Nous savions que conduits dans le délai, nos soldats avaient la vie sauve. Et eux-mêmes, dès qu’ils étaient dans l’ambulance, bien que notre ambulance ne fût pas du tout blindée… elle avait une cloison en tôle mais traversée par le moindre éclat, et bien ils se sentaient en sécurité et notre rôle était de les réconforter et de les persuader de ne pas mourir avant le médecin et avant l’antenne chirurgicale.

Le dénouement

Et bien je rentre dans Paris oui, après avoir fait tout le circuit de la Normandie et avoir traversé la région parisienne. A l’époque les hommes ne croyaient pas au courage des femmes, pas plus que le général Leclerc d’ailleurs. Ils pensaient que l’homme avait le privilège du courage. Et là, on leur a prouvé que ce n’était pas vrai.

Et après Paris ?

Immédiatement l’atmosphère a changé et les hommes étaient prêts à tout pour nous aider. Et j’ai suivi la 2èmeDB partout, en Lorraine, en Alsace, en Allemagne et quand le général Leclerc a fait un corps expéditionnaire pour l’Indochine, je ne me sentais pas mûre pour rentrer chez moi et avec une dizaine d’amies, nous avons décidé de continuer en Indochine, c’est ce que nous avons fait, et le général Leclerc donc qui nous avait, attention hein il avait fait sa conversion bien avant, il était venu nous voir, nous étions cantonnées à Paris, à Bagatelle.

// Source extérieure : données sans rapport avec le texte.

PR #958, opened 2020-01-23
add a link to visualizer on the main page

farskid:


Andarist:
Oh, I've just noticed that this was a PR targeting `gh-pages` branch. This branch is often auto-generated and I suspect that this change will disappear once we sync master to gh-pages in the future. Could you prepare a new PR targeting master? @davidkpiano correct me if I'm wrong about the setup in this repository (I haven't checked it, just talking from experience with other repos)

farskid:
Good point. I'm not sure about the setup either but I'll open the same PR against master just in case.

PR #961, opened 2020-01-25
Prepare `@xstate/react` release

Andarist:


packages/xstate-react/src/fsm.ts
```diff
@@ -28,7 +28,7 @@ export function useMachine<
     if (stateMachine !== initialMachine) {
       throw new Error(
         'Machine given to `useMachine` has changed between renders. This is not supported and might lead to unexpected results.\n' +
-          'Please make sure that you pass the same Machine as argument each time.'
+          "Please make sure that you pass the same Machine as argument each time. Keep also that in mind that `useMemo` can't be used for this kind of caching as per https://reactjs.org/docs/hooks-reference.html#usememo"
```
tamebadger: I'd recommend wording this as "Also keep in mind that `useMemo` can't be used for this kind of caching as per https://reactjs.org/docs/hooks-reference.html#usememo""

packages/xstate-react/src/index.ts
```diff
@@ -45,7 +45,7 @@ export function useMachine<
     if (machine !== initialMachine) {
       throw new Error(
         'Machine given to `useMachine` has changed between renders. This is not supported and might lead to unexpected results.\n' +
-          'Please make sure that you pass the same Machine as argument each time.'
+          "Please make sure that you pass the same Machine as argument each time. Keep also that in mind that `useMemo` can't be used for this kind of caching as per https://reactjs.org/docs/hooks-reference.html#usememo"
```
tamebadger: same comment as above 🤓

packages/xstate-react/src/fsm.ts
Andarist: lol, yea - this is some true past midnight writing 😅 my version is totally incorrect

davidkpiano:
@Andarist Is this still needed?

C’était un spectacle inouï Bagatelle où au lieu des roses, on cultivait des navets, des carottes et des pommes de terre. J’ai passé toute la journée du 25 août devant le grand portail de Notre-Dame avec toute la troupe qui tournait, qui était aux alentours de Notre-Dame, tous les chars, mon ambulance a été transpercée des balles de la voiture de Spahis qui était derrière moi, on voyait très bien l’entrée et la sortie, c’était pas du tout un Allemand planqué, c’était le Spahi qui était derrière moi, je ne m’en suis d’ailleurs pas aperçue et de temps en temps, il y avait une fusillade totale. Toutes les foules enthousiastes, qui nous entouraient, qui nous questionnaient, qui nous félicitaient, se jetaient sous les half-tracks, sous les ambulances… nous nous étions beaucoup plus calmes. Bon, donc le général Leclerc est venu nous rendre visite à Bagatelle et il a dit « j’ai appris que vous aviez eu une très bonne conduite, je vous garde ». Moi je dois dire que là j’étais sidérée d’apprendre que nous avions failli être mises à la porte, je ne le savais pas. Et alors je suis restée en Indochine, le même temps que le général Leclerc, c’est-à-dire un an.

Message aux jeunes générations

Nous avons été en somme des novatrices, nous avons prouvé aux hommes que les femmes pouvaient avoir un courage égal à celui des hommes. Et cette notion d’égalité entre l’homme et la femme nous a poursuivi pendant toute notre vie, hein les ambulancières. Un message d’égalité et parfois même peut-être de supériorité par rapport à beaucoup d’hommes qui avaient l’âge de s’engager et qui n’y ont pas pensé.